Uno dei termini più controversi che sono risuonati nella recente conferenza Youth4Climate di Milano è quello di giustizia climatica. Con esso si vuole alludere al fatto che quanti, nel mondo odierno, subiscono le conseguenze più gravi del cambiamento climatico sono proprio coloro che hanno contribuito in misura minore a crearlo. Sono i paesi meno o male industrializzati, la cui giusta aspirazione a godere dei medesimi benefici dello sviluppo, assicurati alle società tecnologicamente più avanzate e affluenti, verrebbe paradossalmente frustrata appunto dalla volontà di queste ultime di imporre un limite artificiale alla crescita economica, nel tentativo di porre un argine allo sfruttamento illimitato delle risorse naturali. Sarebbe una nuova versione del malthusianesimo, che imponeva alle classi povere una autolimitazione della capacità di riproduzione e di godimento, in nome della legge bronzea del salario, in regime capitalistico.

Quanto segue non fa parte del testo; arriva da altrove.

Issue #9363, opened 2023-09-04
[Microsoft AVD] Authentication result: SEC_E_INVALID_TOKEN


Brueggus:
**Describe the bug**
Connecting to my Microsoft Azure Virtual Desktop VM fails with the following error (full log below):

Lo slogan ha una indubbia efficacia propagandistica e persuasiva, ma l’espressione di per sé suona un po’ stonata. Associare il termine giustizia a quello di clima sembra del tutto illogico, perché lega una asserzione valoriale ad una condizione naturale del tutto sottratta alle capacità di previsione e dunque alla volontà degli uomini. Viene alla mente la famosa operetta di Leopardi, Dialogo della Natura e di un Islandese, in cui, alle rimostranze dell’abitante delle terre artiche per l’impossibilità di trovare riparo neppure nelle assolate regioni dell’Africa, la Natura risponde:
immaginavi tu forse che il mondo fosse fatto per causa vostra? Ora sappi che nelle fatture, negli ordini e nelle operazioni mie, trattone pochissime, sempre ebbi ed ho l’intenzione a tutt’altro, che alla felicità degli uomini o all’infelicità.
Non intendo minimamente accostare il nome di Leopardi a quello degli odierni negazionisti del mutamento climatico, che assumono un irresponsabile atteggiamento fatalistico di fronte a quella che sembra a tutti noi una lapalissiana evidenza: l’intensificazione e l’accelerazione di processi naturali, che pure hanno una loro logica interna imprevedibile (come i terremoti, il vulcanismo, la deriva dei continenti, le correnti atmosferiche e quelle oceaniche), dovuta alla eccessiva antropizzazione dell’ambiente naturale. Leopardi pensava infatti a una nuova alleanza degli esseri razionali (umani e non umani, civilizzati e selvaggi), in risposta alla preponderante e cieca forza naturale, che sembra predisposta alla loro infelicità. Una idea poi non così lontana da quelle delle odierne tendenze ecologiste e ambientaliste giovanili.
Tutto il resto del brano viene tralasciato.